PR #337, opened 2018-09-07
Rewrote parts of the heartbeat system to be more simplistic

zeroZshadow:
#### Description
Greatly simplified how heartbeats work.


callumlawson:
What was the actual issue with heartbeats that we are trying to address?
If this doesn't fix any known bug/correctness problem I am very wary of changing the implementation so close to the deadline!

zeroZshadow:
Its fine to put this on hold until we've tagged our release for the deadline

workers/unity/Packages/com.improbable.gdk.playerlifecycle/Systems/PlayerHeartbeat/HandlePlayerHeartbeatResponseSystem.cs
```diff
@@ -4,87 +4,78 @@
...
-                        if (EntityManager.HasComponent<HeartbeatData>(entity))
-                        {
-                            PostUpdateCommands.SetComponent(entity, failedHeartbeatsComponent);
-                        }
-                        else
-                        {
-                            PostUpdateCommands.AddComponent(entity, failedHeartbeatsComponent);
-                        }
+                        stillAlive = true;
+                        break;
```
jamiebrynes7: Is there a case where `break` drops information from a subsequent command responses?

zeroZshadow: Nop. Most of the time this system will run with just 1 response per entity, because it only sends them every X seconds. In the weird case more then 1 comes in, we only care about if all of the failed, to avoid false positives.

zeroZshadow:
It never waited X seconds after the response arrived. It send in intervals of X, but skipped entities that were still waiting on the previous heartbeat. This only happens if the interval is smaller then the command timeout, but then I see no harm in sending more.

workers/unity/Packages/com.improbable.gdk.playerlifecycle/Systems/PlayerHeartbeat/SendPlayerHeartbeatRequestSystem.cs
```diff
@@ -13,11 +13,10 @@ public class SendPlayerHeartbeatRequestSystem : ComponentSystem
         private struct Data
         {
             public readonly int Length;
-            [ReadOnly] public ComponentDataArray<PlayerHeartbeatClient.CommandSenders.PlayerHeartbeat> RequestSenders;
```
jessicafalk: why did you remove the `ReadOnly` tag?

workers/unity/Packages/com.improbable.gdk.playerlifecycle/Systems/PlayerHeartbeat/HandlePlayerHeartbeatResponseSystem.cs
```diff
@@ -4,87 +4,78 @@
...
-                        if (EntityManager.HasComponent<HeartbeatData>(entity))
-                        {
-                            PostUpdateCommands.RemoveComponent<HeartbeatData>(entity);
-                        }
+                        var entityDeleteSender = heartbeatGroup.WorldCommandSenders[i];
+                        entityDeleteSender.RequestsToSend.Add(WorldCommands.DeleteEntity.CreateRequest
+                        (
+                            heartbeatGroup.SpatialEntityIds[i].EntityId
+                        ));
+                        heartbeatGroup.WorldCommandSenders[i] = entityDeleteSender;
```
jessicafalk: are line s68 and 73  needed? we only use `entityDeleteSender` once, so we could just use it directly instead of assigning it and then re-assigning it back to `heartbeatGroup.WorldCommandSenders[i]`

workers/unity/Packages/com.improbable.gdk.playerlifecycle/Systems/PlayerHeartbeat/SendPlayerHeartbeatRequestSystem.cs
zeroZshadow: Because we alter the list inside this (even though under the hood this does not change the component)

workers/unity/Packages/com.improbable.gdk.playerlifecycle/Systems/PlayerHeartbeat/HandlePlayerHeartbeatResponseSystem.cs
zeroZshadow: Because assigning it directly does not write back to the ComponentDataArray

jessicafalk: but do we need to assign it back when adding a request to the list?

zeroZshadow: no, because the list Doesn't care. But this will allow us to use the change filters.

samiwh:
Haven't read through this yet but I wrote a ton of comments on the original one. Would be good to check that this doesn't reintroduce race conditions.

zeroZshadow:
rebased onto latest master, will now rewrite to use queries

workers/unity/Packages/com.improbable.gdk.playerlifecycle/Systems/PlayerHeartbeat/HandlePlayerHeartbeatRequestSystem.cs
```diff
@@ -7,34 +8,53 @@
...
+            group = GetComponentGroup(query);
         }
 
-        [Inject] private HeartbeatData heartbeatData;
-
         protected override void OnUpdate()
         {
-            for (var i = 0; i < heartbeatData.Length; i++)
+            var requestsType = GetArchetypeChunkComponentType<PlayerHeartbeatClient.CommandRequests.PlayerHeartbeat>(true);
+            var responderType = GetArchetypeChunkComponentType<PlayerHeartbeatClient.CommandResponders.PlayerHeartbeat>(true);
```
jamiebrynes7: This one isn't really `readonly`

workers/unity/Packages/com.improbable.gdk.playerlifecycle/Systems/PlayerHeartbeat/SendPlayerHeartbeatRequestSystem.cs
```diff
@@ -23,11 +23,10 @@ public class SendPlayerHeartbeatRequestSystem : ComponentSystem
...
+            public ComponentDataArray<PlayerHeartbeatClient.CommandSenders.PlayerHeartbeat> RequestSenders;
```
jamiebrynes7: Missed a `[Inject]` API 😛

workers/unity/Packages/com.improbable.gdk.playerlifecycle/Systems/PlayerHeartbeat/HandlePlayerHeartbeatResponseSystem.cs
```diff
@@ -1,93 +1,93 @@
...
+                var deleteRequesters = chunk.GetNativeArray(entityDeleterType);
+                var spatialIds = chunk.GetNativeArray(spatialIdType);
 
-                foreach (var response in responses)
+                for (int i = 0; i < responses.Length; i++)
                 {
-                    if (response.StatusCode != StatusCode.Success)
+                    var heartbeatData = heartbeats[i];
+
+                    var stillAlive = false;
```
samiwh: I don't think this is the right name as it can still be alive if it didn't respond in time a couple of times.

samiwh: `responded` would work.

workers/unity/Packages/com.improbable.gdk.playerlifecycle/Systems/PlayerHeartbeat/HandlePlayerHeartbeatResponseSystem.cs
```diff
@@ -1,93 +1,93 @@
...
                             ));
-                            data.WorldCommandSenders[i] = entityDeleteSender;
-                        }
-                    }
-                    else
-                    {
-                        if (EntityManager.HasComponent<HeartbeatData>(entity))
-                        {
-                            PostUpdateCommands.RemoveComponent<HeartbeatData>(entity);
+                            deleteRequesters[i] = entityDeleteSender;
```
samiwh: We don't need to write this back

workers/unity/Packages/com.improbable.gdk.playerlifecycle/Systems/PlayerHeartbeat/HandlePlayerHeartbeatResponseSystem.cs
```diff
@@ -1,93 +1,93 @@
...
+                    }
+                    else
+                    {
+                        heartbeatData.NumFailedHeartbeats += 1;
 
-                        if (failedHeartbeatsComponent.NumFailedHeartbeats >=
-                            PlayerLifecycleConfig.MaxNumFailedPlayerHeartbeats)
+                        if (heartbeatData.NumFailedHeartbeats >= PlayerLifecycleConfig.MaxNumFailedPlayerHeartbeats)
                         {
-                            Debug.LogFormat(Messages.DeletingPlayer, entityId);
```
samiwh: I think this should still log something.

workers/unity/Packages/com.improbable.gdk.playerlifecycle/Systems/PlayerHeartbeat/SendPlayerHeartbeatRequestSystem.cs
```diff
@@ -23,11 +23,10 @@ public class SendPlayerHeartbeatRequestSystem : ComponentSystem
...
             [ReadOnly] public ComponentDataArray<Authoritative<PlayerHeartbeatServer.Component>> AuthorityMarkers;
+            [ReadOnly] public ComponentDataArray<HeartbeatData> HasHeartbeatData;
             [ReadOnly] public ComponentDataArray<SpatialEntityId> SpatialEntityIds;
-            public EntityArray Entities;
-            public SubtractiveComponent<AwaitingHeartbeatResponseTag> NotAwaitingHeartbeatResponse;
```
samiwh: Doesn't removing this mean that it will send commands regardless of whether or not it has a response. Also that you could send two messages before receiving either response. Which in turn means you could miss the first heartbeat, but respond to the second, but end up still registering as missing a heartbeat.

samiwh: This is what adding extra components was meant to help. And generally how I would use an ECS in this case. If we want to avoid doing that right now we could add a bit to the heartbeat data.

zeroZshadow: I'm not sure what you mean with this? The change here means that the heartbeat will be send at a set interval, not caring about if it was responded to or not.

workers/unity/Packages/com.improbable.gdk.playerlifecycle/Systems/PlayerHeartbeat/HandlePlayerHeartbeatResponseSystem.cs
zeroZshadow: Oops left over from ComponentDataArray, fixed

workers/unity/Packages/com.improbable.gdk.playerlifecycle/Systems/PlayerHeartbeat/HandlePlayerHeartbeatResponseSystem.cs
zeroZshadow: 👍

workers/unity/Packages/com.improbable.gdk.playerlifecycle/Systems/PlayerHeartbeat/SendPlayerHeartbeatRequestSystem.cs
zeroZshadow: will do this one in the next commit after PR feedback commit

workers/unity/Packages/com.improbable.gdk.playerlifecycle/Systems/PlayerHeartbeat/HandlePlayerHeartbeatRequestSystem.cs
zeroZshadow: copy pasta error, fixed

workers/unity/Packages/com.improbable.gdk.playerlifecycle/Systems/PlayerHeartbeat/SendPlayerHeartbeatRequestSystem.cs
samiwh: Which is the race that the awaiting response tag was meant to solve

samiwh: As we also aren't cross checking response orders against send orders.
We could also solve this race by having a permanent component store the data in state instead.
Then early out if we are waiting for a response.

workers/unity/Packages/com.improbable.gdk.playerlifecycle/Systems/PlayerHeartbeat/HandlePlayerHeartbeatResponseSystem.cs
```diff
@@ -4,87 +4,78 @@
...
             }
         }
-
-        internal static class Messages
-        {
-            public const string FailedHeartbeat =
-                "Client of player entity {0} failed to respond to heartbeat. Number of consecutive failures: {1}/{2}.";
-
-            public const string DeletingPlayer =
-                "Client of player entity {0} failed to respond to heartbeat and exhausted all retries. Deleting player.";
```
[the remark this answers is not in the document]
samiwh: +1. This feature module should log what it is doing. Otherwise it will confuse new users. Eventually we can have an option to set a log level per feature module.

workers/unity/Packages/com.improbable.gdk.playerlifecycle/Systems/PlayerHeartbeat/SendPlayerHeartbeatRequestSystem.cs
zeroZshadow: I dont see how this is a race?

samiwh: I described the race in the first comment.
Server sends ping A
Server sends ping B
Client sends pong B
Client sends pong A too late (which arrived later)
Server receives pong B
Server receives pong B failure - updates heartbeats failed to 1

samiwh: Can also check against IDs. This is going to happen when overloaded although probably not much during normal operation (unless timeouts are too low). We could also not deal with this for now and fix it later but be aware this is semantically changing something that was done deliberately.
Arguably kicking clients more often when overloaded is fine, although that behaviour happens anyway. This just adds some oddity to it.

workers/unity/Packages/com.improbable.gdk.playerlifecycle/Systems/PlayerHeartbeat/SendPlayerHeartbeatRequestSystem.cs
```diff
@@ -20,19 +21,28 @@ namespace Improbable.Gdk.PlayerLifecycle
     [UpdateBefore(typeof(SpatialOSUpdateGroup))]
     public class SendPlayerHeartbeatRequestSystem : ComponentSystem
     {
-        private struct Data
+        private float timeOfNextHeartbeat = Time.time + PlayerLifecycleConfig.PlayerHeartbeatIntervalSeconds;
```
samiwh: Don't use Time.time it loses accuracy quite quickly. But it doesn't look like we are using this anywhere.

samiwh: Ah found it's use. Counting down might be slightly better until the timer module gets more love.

### Task goal
Which lines in the entries above contain "case"? Pull each of them out.

### Answer
jamiebrynes7: Is there a case where `break` drops information from a subsequent command responses?
zeroZshadow: Nop. Most of the time this system will run with just 1 response per entity, because it only sends them every X seconds. In the weird case more then 1 comes in, we only care about if all of the failed, to avoid false positives.
samiwh: This is what adding extra components was meant to help. And generally how I would use an ECS in this case. If we want to avoid doing that right now we could add a bit to the heartbeat data.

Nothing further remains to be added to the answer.